Базировавшийся на игнорировании общественно-политической жизни общества примитивизм понимания политической стороны событий 1917–1922 гг. отличал лидеров Белого движения (впрочем, мировоззрение военспецов было таким же). Генерал А.Ф. Матковский на судебном процессе над колчаковскими министрами дважды отказывался отвечать на вопрос, что он понимает под политикой, лишь после третьего настояния обвинителя он сообщил, что политикой считает «вмешательство в руководство государственной жизнью»[183]. Характерно описание принятия генералом А.И. Деникиным внутриполитической программы, разработанной для него кадетом Н.И. Астровым в конце 1919 г. После зачитывания пунктов программы главком ВСЮР заявил присутствующим на совещании: «Все это лирика»[184], однако вскоре эта программа появилась в наказе Деникина.
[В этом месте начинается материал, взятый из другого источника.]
PR #3490, opened 2023-09-19
Support Tile Clusters (tree-like hierarchies) 

jerryz123:
#3238 rebased on latest.

This work *substantially* refactors the existing Tile/TilePRCIDomain/HasTiles/InstantiatesTiles code into a system that support recursive clusters of tiles.

This PR defines an `Element` as an abstract node in the hierarchy tree. `Element`s can be `BaseTile`s or `Cluster`s, where `BaseTile`s are leaf nodes in the hierarchy, clusters are non-root nodes, and the `BaseSubsystem` is the root node.
`BaseTile` and `Cluster` will support deduplication.

Notably `Cluster`s support recursive instantiation, a `Cluster` can contain `Tile`s or internal `Cluster`s.  The `Cluster` bus topology should be capable of both supporting hierarchical coherence, and the `BaseSubsystem`s topology handle managing all coherence, depending on configuration variables.

This PR still requires more time. Some of the interrupt handling is not satisfying, and some decisions over clock/reset crossing ought to be addressed.

**Related issue**: 

**Release Notes**


src/main/scala/prci/ClockGroupDriver.scala
```diff
@@ -1,46 +0,0 @@
-// See LICENSE.SiFive for license details.
```
sequencer, line 1: I don't think `ClockGroupDriver` make sense as well;p
Thanks for removing it.

src/main/scala/subsystem/Cluster.scala
```diff
@@ -0,0 +1,230 @@
...
+{
+  val busContextName = thisClusterParams.baseName
+  lazy val clusterId = thisClusterParams.clusterId
+  lazy val location = InCluster(clusterId)
+
+  lazy val allClockGroupsNode = ClockGroupIdentityNode()
+
+  val csbus = tlBusWrapperLocationMap(SBUS) // like the sbus in the base subsystem
+  val ccbus = tlBusWrapperLocationMap(CBUS) // like the cbus in the base subsystem
+  val cmbus = tlBusWrapperLocationMap.lift(MBUS).getOrElse(csbus)
```
sequencer, line 48: For each cluster, they should have these buses?
or we can let user directly query bus via location API.

src/main/scala/subsystem/Cluster.scala
```diff
@@ -0,0 +1,230 @@
...
+    }
+  }
+}
+
+case class ClusterAttachParams(
+  clusterParams: ClusterParams,
+  crossingParams: ElementCrossingParamsLike
+) extends CanAttachCluster
+
+case class CloneClusterAttachParams(
```
sequencer, line 214: Basically I don't like the current Clone implementation in Diplomacy, which is a little brittle, I think in the future, we can try to remove them and use `https://github.com/llvm/circt/blob/8129d5de502a8cd5d861438e99f823babc5cebb0/docs/Dialects/FIRRTL/FIRRTLAnnotations.md?plain=1#L613` to force circt do it.

src/main/scala/subsystem/Element.scala
```diff
@@ -0,0 +1,83 @@
...
+
+/** An interface for describing the parameterization of how a particular element port is connected to an interconnect */
+trait ElementPortParamsLike {
+  /** The subnetwork location of the interconnect to which this element port should be connected. */
+  def where: TLBusWrapperLocation
+  /** Allows port-specific adapters to be injected into the interconnect side of the attachment point. */
+  def injectNode(context: Attachable)(implicit p: Parameters): TLNode
+}
+
+abstract class BaseElement (val crossing: ClockCrossingType)(implicit p: Parameters)
```
sequencer, line 49: I prefer more doc describing the design of `Element`

src/main/scala/system/Configs.scala
```diff
@@ -37,6 +37,17 @@ class DualCoreConfig extends Config(new WithNBigCores(2) ++ new WithCoherentBusT
...
+class ClusterConfig extends Config(
+  new WithNBigCores(2, location=InCluster(3)) ++
+  new WithNBigCores(2, location=InCluster(1)) ++
+  new WithNBigCores(2, location=InCluster(0)) ++
+  new WithCluster(3, location=InCluster(2)) ++
+  new WithCluster(2) ++
+  new WithCluster(1) ++
+  new WithCluster(0) ++
+  new DefaultConfig
+)
```
sequencer, line 49: Good job!

src/main/scala/subsystem/Cluster.scala
jerryz123: I agree the implementation of CloneLazyModule is not good right now, but I like the API of CloneLazyModule. I'm not sure what you are envisioning, but I thought the backend implementation of CloneLazyModule could change, while these APIs remain

src/main/scala/subsystem/Cluster.scala
jerryz123: I will try to remove what I can here.

src/main/scala/subsystem/Element.scala
jerryz123: Yep, will add. I call this "HierarchicalElement" now to be clearer. I will also create a new sub-package to avoid stuffing everything under `subsystem`.

jerryz123:
@sequencer this is ready.

PR #3498, opened 2023-09-26
The new decoder

sequencer:
Original `IDecode.scala` is really hard to maintain which use the view from each instruction rather than each control field. 
This PR remove original decoder with new [DecodeTable] in Chisel.
It will be a non-small refactor, but it can help us adding new instructions and have a better understand to the uarch.
After this PR is landed, all original IDecode will be moved into an "legacy" folder, downstream user can still use them if they wish, but after Boom and Xiangshan migrated, they will be removed. cc @jerryrzhao, @poemonsense 
sequncer/rvdecoderdb will be upstreamed to chipsalliance as a part of RC after all test clean.

BTW, I found the Zb/Zk UOP was really a bad design...

**Release Notes**
Switch to DecodeTable API.


poemonsense:
We are still on the way to upgrading to Chisel 5.

Thank you for cc me. We will bump rocket first to the version before new decoder table and then bump to the latest with changes on the decoder table.

Btw, we still have some local commits in Openxiangshan/rocket-chip. I'll see whether they should/could be upstreamed to chipsalliance. I agree it would be better to follow upstream rocket.

sequencer:
Spot my bug in chipsalliance/chisel#2924
https://github.com/chipsalliance/chisel/blob/440f01addeadd265fca2518c0a4df00b698e4603/src/main/scala/chisel3/util/experimental/decode/DecoderBundle.scala#L61
`asTypeOf` should never be LHS, otherwise it will create a wire and broken in when connection....
I'll vendor a chisel source for debugging, but not going to be merged.

sequencer:
Assign the Zb/Zk to @cyyself, I'll skip them in this PR by mask them off.

After Chisel merging chipsalliance/chisel#3563 I'll bump Chisel version to 3.6.1 and 5.0.x and get this PR merged.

Современники отмечали, что Деникин легко подпадал под влияние политических советников, поскольку сам в политике не разбирался и не хотел ею заниматься. Можно сказать, что в сложившихся условиях белые генералы были вынуждены стать политиками и действовать в меру своих способностей и понимания. Тем не менее эту попытку трудно назвать успешной.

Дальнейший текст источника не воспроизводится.